▸ **What you should do**: Could you copy out every line of the data where the word "this" occurs?

** Opening Materials provided block **

PR #123, opened 2016-09-12
Updated nordvpn list

pziegler:


haugene:
Hey, and thanks for contributing! I see that the list hasn't been updated in some months so it's probably time for a config update :+1: 

**I do however have a couple of requests:**
It looks like you're committing a lot of duplicate files. There are three versions of almost every .ovpn file and they're named like someconfig.ovpn, someconfig.ovpn-- and someconfig.ovpn----
I did a quick check, and in [this zip](https://nordvpn.com/api/files/zip) there's 1200-something configs, while you're committing well over 3000.

Also if you could submit your PR towards the dev branch instead of master that would be great.
And last, please reset and commit fresh or squash your commits before your new PR so the 3000-files commit isn't merged.

Thanks again and I'll be waiting for a new pull request :smile:

pziegler:
hey, sorry about that. Was a bit to trigger happy :) 
will make a new PR then

Issue #124, opened 2016-09-15
Add SmartVPN to providers


tralce:
I'll help if I can. I can't figure out how to add it in myself; this is my first foray into Docker.

haugene:
Hi! I understand, not always easy getting started :)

** Closing Materials provided block **

▸ **Solved problem**:
I did a quick check, and in [this zip](https://nordvpn.com/api/files/zip) there's 1200-something configs, while you're committing well over 3000.
I'll help if I can. I can't figure out how to add it in myself; this is my first foray into Docker.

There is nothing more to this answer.